Wednesday, August 2, 2017

Where is inreach?

"There is no inreach", tells me a FFB person. I was chatting about text-based learning, about my visceral desire to grow. "At the end of the day, I don't want sources, I want to read about emunah. Before you complain, ask, did you get everything there is to get from inspirational classes?"

This remark devastates me. This is lashon hara, evil speech, and no amount of classes on Shmirat HaLashon will explain how deeply such words wound. There is no inreach. I do not connect to spiritual classes. I have gone to women's talks for years and I liken them to cotton candy: sweet, inflated, empty calories. I leave them and I hunger for more, all the while regretting the time wasted away. When I learn a text in depth, when I grapple with it. when I have to work my brain cells, make connections, look words up, that's when I get the satisfaction of learning Torah.

The SEED boys are in town for the past week. My boys have been going to shul to learn with them. On erev Tisha BeAv my 11 yo came back beaming after learning for hours. He has started his bar mitzvah parsha prep. This brought tears to my eyes: in six years of homeschooling, this is FIRST TIME that someone who is not his parent and who is not getting paid, learned with him what he wanted to learn. I did not think it will be like that. I thought there will be people (rabbis? fathers? bachirim? older gentlemen?) who would hear of our homeschooling journey, see that we are baalei teshuva, see that we do not have skills, just see an interested kid, and help him out. He came home glowing. The boy who was learning with him did not care that he has anxiety, that he might not have skills of a 6th grader, that he was rejected by two schools... He was here to learn with the boys and here was a boy, ready to learn.

On Tisha BeAv proper, I encountered this statement from Gemara:

It was apropos for our situation: please learn with me! Please make time. Please find energy. Please do it as a chesed. Please get me to the level where I can learn on my own. It is taught as one of the causes of the Destruction. Yet I have not seen anyone talk about it. Perhaps it is painful to wonder what is to become of all the baalei teshuva, the ones who know just enough to be observant on the outside, yet do not get the life-sustaining gift of in-depth learning.
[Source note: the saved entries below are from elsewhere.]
PR #1338, opened 2026-06-12
Extend BLE mesh range: relax RSSI gates, lift sparse TTL clamps, faster walk-back reconnects

jackjackbits:
## Summary

Policy-level changes (no wire/protocol changes) from a deep audit of the BLE stack and mesh routing, targeting maximum effective range. CoreBluetooth exposes no TX power, PHY, or interval control, so range on this platform comes down to: accept weaker links, keep them alive longer, hop further, and reconnect faster. Field-tested with a two-device walk-away/return loop.

### Range changes (`e05321fc`)

- **Drain the connection candidate queue from the maintenance tick.** Weak-RSSI discoveries are enqueued rather than connected, but the queue was only drained on disconnect/failure/timeout events — an isolated node surrounded only by weak (distant) peers queued every candidate and never connected to anyone.
- **Relax isolated RSSI floors** from -90/-92 to -95/-100 dBm, relaxing after 30s instead of 60s. When isolated, a fringe connection beats no connection; -100 is CoreBluetooth's practical reporting limit, so prolonged isolation now gates on nothing but decodability.
- **Remove the global high-timeout RSSI escalation** (-80 dBm after 3 timeouts in 60s). A few flaky distant peers could blind the node to the *entire* fringe; per-peripheral cooldown, the discovery ignore window, and candidate-score bias already contain flaky links individually.
- **Relay at full incoming TTL in thin chains** (degree ≤ 2). Sparse line topologies are exactly where every hop counts and where flood cost is minimal; previously messages lost a hop to the clamp.
- **Fragment relay TTL cap 5 → 7 in sparse graphs** so media reaches as far as text. Dense graphs keep the 5-hop clamp (`bleFragmentRelayTtlCapDense`) to contain full-fanout fragment floods.
- **Reachability retention 21s → 60s (verified) / 45s (unverified)** — now exceeds the worst-case dense announce interval (38s), so duty-cycled nodes don't forget peers between announces.
- **Directed store-and-forward spool window 15s → 60s** so brief link gaps heal via the periodic flush.

### Walk-back reconnect fix (`55ce10a3`)

Field test showed reconnection landing exactly 15.0s after a walk-away supervision timeout: dropped established connections were recorded in the same map as connect timeouts, and rediscoveries were hard-ignored for 15s. These are different situations — a connect timeout means the peer likely isn't reachable (back off), a dropped established link means they walked away and usually come back. Disconnects now get their own 3s settle window and no longer feed the weak-link cooldown or score penalties.

**Measured result:** walk-away → return reconnect gap went from a cooldown-pinned 15.0s to 7.4s (walk time + settle + scan/connect latency).

## Tradeoff

These changes deliberately spend some battery for range: isolated nodes chase weaker links and scan-connect more eagerly, and sparse-graph floods travel deeper. Worth watching in extended field use.

## Testing

- 959 tests pass (5 new: isolation floor progression, no global threshold escalation, sparse-chain full-depth relay, dense fragment clamp, disconnect-vs-timeout rediscovery windows)
- Two-device field test: clean connect at RSSI -34, fringe reconnect accepted at -80, walk-away detected on both sides within 0.5s, reconnect + fragment-train announce + RSR sync healing within ~1s of link-up


jackjackbits:
Good catch on the queue-drain path — fixed in 7e8f25a8. `nextCandidate` now defers candidates inside the disconnect settle window with `retryAfter` (mirroring the weak-link cooldown pattern), so the immediate post-disconnect drain and the maintenance drain both honor the window. Added a regression test for the exact scenario: queued weak candidate + disconnect error → `retryAfter` during the window, `connect` after it.

PR #1339, opened 2026-06-12
Fix CI app-suite deadlock: cooperative-pool-blocking thread-safety tests

jackjackbits:
## Summary

Main's Build & Test workflow has been red since #1335 landed: **seven consecutive runs timed out at the 15-minute job limit** (main and PR branches alike). This PR adds a hang watchdog that samples stuck test processes, and the watchdog's own first two runs captured the root cause with identical stacks both times.

## Root cause (from watchdog stack samples)

`NostrTransportTests.isPeerReachableThreadSafety` / `concurrentReadReceiptEnqueue` (added with the #1335 batch) spawn 100-task groups where **every task makes a blocking `queue.sync` call**. Swift Testing runs tasks on the Swift Concurrency cooperative pool — one thread per core: **3 on CI runners, 10+ on dev machines** (which is exactly why this never reproduced locally). The sample shows precisely pool-width task threads parked forever in `__DISPATCH_WAIT_FOR_QUEUE__`:

```
Thread_14445: NostrTransport.isPeerReachable → queue.sync → __ulock_wait   (full sample window)
Thread_14446: BLEServiceCoreTests.panicReset → resetIdentityForPanic →
              clearEphemeralStateForPanic → serviceQueue.sync(barrier) → __ulock_wait
Thread_14447: NostrTransport.isPeerReachable → queue.sync → __ulock_wait
(all dispatch workers idle, main thread idle)
```

Parking the entire cooperative pool in blocking syncs violates Swift Concurrency's forward-progress contract; the runners' macOS 15.7 dispatch wedges under the resulting `asyncAndWait` flood and never schedules the queues' pending items — deadlocking innocent concurrent tests too (the panic-reset barrier above is collateral).

## Changes

- **Rewrite the two thread-safety tests** to hammer via `DispatchQueue.concurrentPerform` from a single global-queue hop: identical 100-way concurrency coverage, executed on dispatch worker threads where blocking is legal, zero cooperative threads parked.
- **Test-hang watchdog**: tests build in their own step; the run step wraps `swift test --skip-build` with a 5-minute watchdog that `sample`s still-running test processes (full thread stacks into the log) before killing — so any future hang fails fast and self-diagnoses instead of silently eating the 15-minute timeout. This is the tool that produced the stacks above.
- **`--skip PerformanceBaselineTests`** on the parallel phase as belt-and-braces alongside the env guard (the baselines run and gate in their dedicated serial step). Keeps the measure machinery — the other known hang risk — out of parallel workers at the SPM level.

## Testing

- Full suite green locally (954 parallel + baselines separately)
- The PR's own CI run validates the fix end-to-end on the affected runner environment

### DIFF
--- a/.github/workflows/swift-tests.yml
+++ b/.github/workflows/swift-tests.yml
@@ -41,6 +41,13 @@ jobs:
             ${{ runner.os }}-${{ matrix.name }}-${{ hashFiles(format('{0}/**/Package.resolved', matrix.path)) }}
             ${{ runner.os }}-${{ matrix.name }}-
 
+      - name: Build tests
+        # Built separately so the hang watchdog below times only test
+        # execution: a cold-cache coverage build on a slow runner can
+        # legitimately take several minutes, and is already bounded by the
+        # 15-minute job timeout.
+        run: swift build --build-tests --enable-code-coverage --package-path ${{ matrix.path }}
+
       - name: Run Tests
         # Perf benchmarks are excluded here and run in their own serial step
         # below: measuring while parallel test processes contend for cores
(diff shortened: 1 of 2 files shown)


jackjackbits:
Good catch — fixed in the follow-up commit: the tests now build in their own step (bounded by the job timeout like any build), and the watchdog wraps only `swift test --skip-build`, tightened to 5 minutes since it no longer times compilation.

In Lech lecha, when Avram goes to Canaan, he brings with him "all the souls that they made in Haran". A classic interpretation of those souls is all the people whom Avram taught about G-d. Yet this is the only mention that we have of them. Where are they? Presumably, they did not stick around. Maybe, just maybe, despite Avram's efforts at hospitality, he was really holding out for his biological son. Maybe there was no inreach, and the believers slowly, yet inevitably, left.
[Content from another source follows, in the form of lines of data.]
PR #1342, opened 2026-06-12
Friend-courier store-and-forward: mutual favorites carry sealed messages to offline peers

jackjackbits:
## What

Extends the mesh's reach in **time**, not just space: when a private message has no reachable transport (no BLE path, no Nostr mapping), the router seals it to the recipient's Noise static key and hands the envelope to up to three connected **mutual favorites**. They physically carry it and hand it over when they encounter the recipient — no servers involved. The offline analog of the Nostr fallback.

```
Alice ──(deposit, BLE)──► Carol 🚶 ──(handover on announce, BLE)──► Bob
        sealed to Bob's static key; opaque to Carol
```

## Design

- **One-way Noise X pattern** (`-> e, es, s, ss`) added to the existing pattern-table machinery — encrypts to a known static key without an interactive handshake, with the sender's identity authenticated by the `ss` DH. Domain-separated by a `bitchat-courier-v1` prologue. **Known tradeoff:** one-way messages have no forward secrecy; used only when no live path exists. One-time prekeys are the v2 fix.
- **Routing without identity leakage:** envelopes carry a rotating recipient tag — `HMAC(recipientStaticKey, epochDay)` truncated to 16 bytes — so carried mail doesn't correlate across days for observers who don't already know the recipient's key. Couriers match tags (±1 day) against announced noise keys; announce handover re-runs the key↔peerID binding preflight.
- **Couriers learn nothing:** size, deposit time, and depositor — not sender, recipient, or content. The inner payload is a standard typed noise payload, so on open it rides the existing private-message pipeline (dedup, delivery acks, read receipts) untouched.
- **Strict resource bounds** (`CourierStore`): 20 envelopes total, 5 per depositor, 16 KiB each, 24 h expiry aligned with the outbox policy, oldest-first eviction, deposits accepted from mutual favorites only. Carried mail is wiped by panic mode (memory + disk).
- **Honest UX:** messages handed to a courier show a distinct `carried` status (`figure.walk`) — never a checkmark; a quiet header indicator shows when this device is carrying mail. The outbox still retains the original, so direct delivery wins if the peer reappears first (receivers dedup by message ID).

## Review follow-up hardening

- Re-verified courier handoff against the trusted announce binding before releasing carried envelopes.
- Authenticated courier deposits against the validated ingress peer before applying mutual-favorite deposit policy.
- Snapshot carried-delivery state before async sends so PM status reliably reflects courier handoff.
- Directed courier deposits and handoffs to the selected peer instead of using generic broadcast fanout.
- Added regression coverage for trusted handoff, spoofed-depositor rejection, carried status, and directed-send paths.

## Scope cuts (deliberate, v2 candidates)

- One-time prekeys for forward secrecy
- Couriered media (text-sized payloads only)
- Multi-hop custody / re-couriering (DTN routing territory)
- Fixed-size envelope padding against courier size correlation

## Testing

- `CourierEnvelopeTests` (BitFoundation): TLV codec, tag rotation/determinism, midnight-crossing tag matching
- `NoiseCourierTests`: seal/open round-trip, wrong-recipient/tamper/splice-forgery rejection, unlinkability across sends
- `CourierStoreTests`: quotas, eviction, expiry, idempotent deposits, persistence across instances, wipe
- `MessageRouterCourierTests`: courier selection (trusted-only, recipient excluded), no deposit without a known key, reachable peers skip couriering
- `CourierEndToEndTests`: **three real `BLEService` instances** with packets ferried in-process across disjoint connectivity windows (deposit → carry → announce-triggered handover → open → correct DM thread), via a new DEBUG-only outbound packet tap
- Local validation after review fixes:
  - `git diff --check`
  - `xcodebuild -project bitchat.xcodeproj -scheme "bitchat (macOS)" -configuration Debug CODE_SIGNING_ALLOWED=NO build`
  - `xcodebuild -project bitchat.xcodeproj -scheme "bitchat (iOS)" -sdk iphonesimulator -destination 'platform=iOS Simulator,name=iPhone 17' -only-testing:bitchatTests_iOS/CourierEndToEndTests test`
  - `xcodebuild -project bitchat.xcodeproj -scheme "bitchat (iOS)" -sdk iphonesimulator -destination 'platform=iOS Simulator,name=iPhone 17' test`
- GitHub Actions status is tracked by the PR checks for the latest pushed head.


jackjackbits:
Superseded: this branch's content landed on main verbatim via the #1367 squash (75da63c9) — the favorites-audit branch was cut from a local baseline that already included feat/courier's final reviewed commits. `git diff 02828731 75da63c9` shows zero differences in courier code beyond #1367's own changes (which include two Codex-flagged courier fixes for 64-hex noise-key addressing). All courier tests ran green in #1367's suite (1012 tests).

What is to become of the baal teshuva movement? What is to become of all those who do not have an established network of relatives and rebbeim to plug into? What is to become of those who thirst for more, yet are so misunderstood by those enjoying the privileges of being "on the inside"? What is there to tell that just because you have been frum for years, there is still no family to have you over for a Pesach seder? That all divrei Torah at that seder are on you (and your husband who is working overtime so he can have Seder off)? I know that plenty of those who have come to Orthodox Judaism on their own are afraid to admit the gulf of ignorance beyond browsing halachot on Aish or emailing rabbis at OU. They read English side of the siddur, hoping that nobody notices. They read the Hebrew side, but it might as well be in Chinese. They put their kids in school, hoping that someone out there will teach them and they will be able to do more. Those parents still cannot review Chumash with their kids, let alone Gemara.
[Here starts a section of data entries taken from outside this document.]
PR #1348, opened 2026-06-25
Align REQUEST_SYNC filters with Android

callebtc:
## Summary
- align REQUEST_SYNC TLV 0x04 with Android's raw MessageType wantedTypes encoding
- apply min timestamp filtering when building GCS filters and responding to REQUEST_SYNC
- keep a decoder fallback for the prior iOS public-message bitfield form
- add protocol and sync-manager coverage for Android-compatible targeted sync

Related Android PR: permissionlesstech/bitchat-android#720

### DIFF
--- a/.github/workflows/swift-tests.yml
+++ b/.github/workflows/swift-tests.yml
@@ -5,6 +5,7 @@ on:
     branches:
       - main
   pull_request:
+  workflow_dispatch:
 
 jobs:
   test:
--- a/.github/workflows/swift-tests.yml
+++ b/.github/workflows/swift-tests.yml
@@ -29,9 +29,6 @@ jobs:
       - name: Checkout code
         uses: actions/checkout@v5
 
-      - name: Set up Swift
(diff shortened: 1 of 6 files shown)


jackjackbits:
Closing as superseded by the July REQUEST_SYNC work: #1371/#1373 landed the `sinceTimestamp` cursor (TLV 0x05) plus the SyncTypeFlags known-bit mask, and the `fragmentIdFilter` TLV (0x06, encode/decode with a 60-ID cap) has since landed on main as well — `GossipSyncManager` applies `sinceTimestamp` on both the request-build and response paths.

The one remaining delta here is the 0x04 encoding (raw MessageType bytes vs. iOS's SyncTypeFlags bitfield), and that's moot for now: bitchat-android main has no 0x04/0x05/0x06 handling at all, and android#720 is still unmerged — so there's no shipped Android format to align with. When #720 revives, the coordination should go the other way: Android adopting the iOS bitfield encoding. Happy to sync on that whenever the Android side picks it back up.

We talk and talk about how Torah learning is important. Well, let's learn some Torah. And if you are able to teach, let's teach some Torah lishma.


2 comments:

  1. Interesting thoughts... In my experience, large baal teshuva communities do have some framework for technical skills-based growth for baalei teshuva -- both in Passaic (where we live now), in Atlanta (where we used to live) and I've heard of similar things in Brooklyn and Baltimore. These programs, at least in my experience, do open up the world of learning quite well for the baal teshuva, certainly on the level where they can review the gemara kids are doing in school until the advanced stages.

    However, such programs are geared towards adults, not for kids.